A suitable single crystal of 9 compound was mounted on glass fibre for data collection on a Bruker Kappa APEX II CCD diffractometer. Data were collected at 298(2) K using Cu K_α radiation (λ = 1.54178 Å) and ω scan technique, and were corrected for Lorentz and polarization effects. Structure solution, refinement and data output were carried out with the SHELXTLTM (19) program package. The structure was solved by direct methods combined with difference Fourier synthesis and refined by full-matrix least-squares procedures, with anisotropic thermal parameters in the last cycles of refinement for all non-hydrogen atoms.
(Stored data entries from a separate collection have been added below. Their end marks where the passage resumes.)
PR #411, opened 2018-07-05
Add support for NewRelic 2.0

Nyholm:
| Q             | A
| ------------- | ---
| License       | MIT

We are about to release 2.0. It is currently in beta. 

This will fix https://github.com/ekino/EkinoNewRelicBundle/issues/179


Nyholm:
FYI @jderusse

ekino/newrelic-bundle/2.0/manifest.json
```diff
@@ -0,0 +1,12 @@
+{
+    "bundles": {
+        "Ekino\\NewRelicBundle\\EkinoNewRelicBundle": ["all"]
+    },
+    "copy-from-recipe": {
+        "config/": "%CONFIG_DIR%/"
+    },
+    "env": {
+        "#1": "Get the REST API key of your NewRelic Account on https://docs.newrelic.com/docs/apis/rest-api-v2/requirements/api-keys. Using an API key is optional.",
+        "NEWRELIC_API_KEY": "FIXME"
```
maxhelias: post-install ? For indicate the configuration to the user ?

Nyholm: Thank you. 
I decided not to since this is optional. 

It is only used if you want to use deployment notifications.

ekino/newrelic-bundle/2.0/config/packages/ekino_new_relic.yaml
```diff
@@ -0,0 +1,6 @@
+ekino_new_relic:
+    enabled: false
+    application_name: 'My Symfony Application' # Remove this to use the value from php.ini
+    api_key: "%env(NEWRELIC_API_KEY)%"
```
jderusse: I suggest to add a comment like `# This configuration is only required when using the "newrelic:notify-deployment"`

ekino/newrelic-bundle/2.0/manifest.json
```diff
@@ -0,0 +1,12 @@
+{
+    "bundles": {
+        "Ekino\\NewRelicBundle\\EkinoNewRelicBundle": ["all"]
```
jderusse: What's about `["prod"]` and moving `packages/ekino_new_relic.yaml` to `packages/prod/ekino_new_relic.yaml`?

ekino/newrelic-bundle/2.0/config/packages/ekino_new_relic.yaml
Nyholm: Yeah, but what if the bundle adds a new feature that uses the API key? 
I do not want to update the recipe then, right?

Or am I overthinking it?

ekino/newrelic-bundle/2.0/manifest.json
Nyholm: The 1.3 recipe did that. I chose not to for several reasons: 
- If you have invalid config you will only notice that in production
- You cannot write code that interact with services provided by the bundle. 
- We got a great BlackholeInteractor that we should use as often as we can. =)

Nyholm:

Nyholm:
Version 2.0 is finally released and this PR is ready for a final review.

H(10) and H(16) atoms of SP³ hybridized carbons were located directly in a difference Fourier map and freely refined. The rest of the hydrogen atoms were positioned geometrically. Crystal data for 9: C₂₃H₃₀O₇S, M = 450.53, monoclinic, space group C2 (nº 5), a = 21.294(3) Å, b = 6.6141(10) Å, c = 16.324(2) Å, α = γ = 90°, β = 105.491(10)°, V = 2215.5(5) ų, Z = 4, D_c = 1.351 Mg/m³, m = (Cu-K_α) = 1.658 mm⁻¹, F(000) = 960. 4599 reflections were collected at 2.81 ≤ 2θ ≤ 66.38 and merged to give 2754 unique reflections (R_int = 0.0520), of which 2144 with I > 2 σ(I) were considered to be observed. Final values are R = 0.1035, wR = 0.3323, GOF = 1.311, max/min residual electron density 0.474 and −0.429 e·Å⁻³. Crystallographic data (excluding structure factors) for the structure reported in this paper have been deposited at the Cambridge Crystallographic Data Centre as supplementary material nº. CCDC 1050978.

4. Conclusions

We have disclosed for the first time how cis-decalins can be prepared from a sulfonyl Nazarov reagent by a mechanism other than a Diels-Alder reaction under organocatalytic and environmentally safe conditions. This procedure affords polysubstituted cis-decalins in moderate to good yields and good to excellent enantioselectivities, opening a new way for the synthesis of many natural occurring products with important biological activities.